The REAL Political Advertisements Act, introduced by Rep. Yvette Clarke, D-N.Y., would require political advertisements to prominently disclose when an ad was created using generative AI.

Sen. Amy Klobuchar, D-Minn., introduced the Protect Elections from Deceptive AI Act, which would prohibit the distribution of AI-generated ads, images or audio related to candidates for federal office that are “materially deceptive.”

The Federal Election Commission (FEC) has also begun the process of rulemaking around AI, inviting comments on whether current rules should be updated to clarify and specify that “fraudulent misrepresentation” includes “deliberately false AI-generated content in ads or other communications.”

However, none of these proposals has yet been implemented and there are currently no federal limits on the use of AI in political advertisements, even if the ad is intentionally deceptive. Given the inability of the current Congress to pass much of anything in 2023, the lack of federal regulation is likely to remain the status quo as we head into this year’s elections.

Fortunately, states are being somewhat more proactive.

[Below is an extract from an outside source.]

PR #1206, opened 2026-05-08
refactor(app): rename store to db 

boxdot:
Also bundle the database access module and the notification module.


coreclient/src/job/mod.rs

According to Pillsbury, an international law firm with a particular focus on technology, 13 states now have statutes or legislation governing the use of AI in political advertising. Of those, four are governed by a Republican legislative trifecta and seven are governed by a Democratic legislative trifecta. They include the Democratic strongholds of California, New York and Illinois, and the Republican strongholds of Texas, Florida and South Carolina, showing that the issue crosses traditional partisan lines.

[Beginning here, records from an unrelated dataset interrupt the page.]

PR #1207, opened 2026-05-10
feat(app): improve jump-to-reply

raphaelrobert:
This PR
 - fixes an issue where the target message was not always in the desired location after the jump
 - shows a highlight on the target message after the jump (a glowing border in the color used for links)
 - no longer scrolls the message list if the target message is already in the viewport (we have the highlight for that now)


boxdot (approved):
Tested it locally. LGTM!

PR #594, opened 2026-02-13
Unify orchestrator and CLI container launch via shared config builder

jwbron:
## Summary

Fixes orchestrator pipeline container launch failures by unifying the container configuration path with the CLI. The orchestrator was building container configs independently, causing multiple networking, mount, and environment bugs that prevented containers from functioning correctly.

### Commit 1: Fix pipeline container networking, logging, and contract init

- **Network mode**: Containers always launched on `egg-isolated` regardless of mode. Public-mode (issue) pipelines now use `egg-external` with correct gateway/orchestrator IPs
- **Missing CONTAINER_ID**: Orchestrator never set `CONTAINER_ID` env var, breaking gateway worktree path mapping (git wrapper sent "unknown" as container_id)
- **Contract init**: Failures were silently swallowed, leaving pipelines without contracts. Now fails fast with cleanup
- Subprocess stderr captured to log file; container log tail increased to 200 lines
- Entrypoint reads `EGG_PRIVATE_MODE` env var instead of inferring from `HTTPS_PROXY`

### Commit 2: Fix worktree prune destroying gateway worktrees

- `StateStore` called `git worktree prune` at init, which saw all gateway-managed worktrees as stale (orchestrator doesn't mount `/home/egg/.egg-worktrees`) and deleted their admin dirs
- Replaced with targeted `_remove_stale_admin_dir()` that only removes the state worktree's admin dir

### Commit 3: Unify orchestrator and CLI container launch via shared config builder

- Introduces `build_sandbox_config()` + `to_dockerpy_kwargs()` in `shared/egg_container/` so both CLI and orchestrator produce identical container configurations
- Fixes containers missing: `.git` shadow mounts, `--add-host` for gateway hostname, DNS lockdown for private mode, proxy env vars, and correct `GATEWAY_URL`
- Fixes `GATEWAY_URL` being overwritten by the now-removed `get_container_env()` in `gateway_client.py`
- Uses Docker API `mounts` list format (instead of legacy `volumes` dict) to support multiple repos without key collision
- `.git` shadow uses `/dev/null` bind mount (file-over-file) for worktrees, fixing the "not a directory" OCI runtime error when tmpfs was mounted over a worktree `.git` file
- Refactors `sandbox/egg_lib/runtime.py` to use shared `git_shadow_mounts()`

## Test plan

- [x] 42 new config builder tests pass (`tests/shared/egg_container/test_config_builder.py`)
- [x] 27 existing CLI command builder tests pass (no regressions)
- [x] 31 gateway client tests pass (removed obsolete `get_proxy_config`/`get_container_env` tests)
- [x] 210 non-docker-dependent orchestrator tests pass (updated spawner tests for new signature)
- [ ] Deploy and run `egg --local` — verify CLI behavior unchanged
- [ ] Deploy and run pipeline via orchestrator — verify `.git` shadowing, gateway hostname resolution, proxy/DNS for private mode

### DIFF
--- a/sandbox/entrypoint.py
+++ b/sandbox/entrypoint.py
@@ -1316,8 +1316,16 @@ def _tee_stderr_to_file(
         with open(log_path, "wb") as log_file:
             for saved_line in ring:
                 log_file.write(saved_line)
-    except Exception:
-        pass
+    except Exception as exc:
+        # Best-effort diagnostic — log so failures aren't completely silent.
+        try:
+            print(
+                f"[DEBUG] _tee_stderr_to_file failed: {exc}",
+                file=sys.stderr,
+            )
+            sys.stderr.flush()
+        except Exception:
+            pass
 
 
 def _run_with_stderr_capture(
--- a/shared/egg_container/__init__.py
+++ b/shared/egg_container/__init__.py
@@ -288,6 +288,14 @@ def to_dockerpy_kwargs(config: SandboxContainerConfig) -> dict:
         kwargs["dns"] = list(config.dns)
     if config.command:
         kwargs["command"] = list(config.command)
+    if config.container_ip:
+        kwargs["networking_config"] = {
+            "EndpointsConfig": {
+                config.network.network_name: {
+                    "IPAMConfig": {"IPv4Address": config.container_ip},
+                },
+            },
+        }
 
     return kwargs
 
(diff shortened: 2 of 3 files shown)


jwbron:
@james-in-a-box address the above feedback

jwbron:
@james-in-a-box address this feedback: https://github.com/jwbron/egg/pull/594#pullrequestreview-3794939196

Additionally, there is good reason to hope that additional states will take action this year. According to the Brennan Center for Justice, 30 states have laws on the books that address AI in some capacity, meaning that champions for AI regulation already exist and have demonstrated a capacity to build successful legislative coalitions that could be used to regulate AI in political advertising.

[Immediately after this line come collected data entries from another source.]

PR #703, opened 2026-02-15
Fix container naming conflict when pipelines are restarted

jwbron:
## Summary
Fixes the Docker 409 Conflict error that occurs when a pipeline is canceled and restarted.

## Problem
When a pipeline was canceled and then restarted, old containers were not being cleaned up, causing Docker to throw a 409 Conflict error:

Congress and lawmakers in states that have yet to regulate AI should take heed and recognize that the time to act is now, while the number of candidates, campaigns and consultants who are fluent in the use of this powerful tool is still limited.

Nevada, unfortunately, will not have another legislative session prior to this year’s elections. We may soon find ourselves treated as lab rats for campaigns testing the limits of appropriate use of technology that can challenge the very nature of evidence-based knowledge and information.As such, we implore Congress to take swift action and keep AI out of political advertising.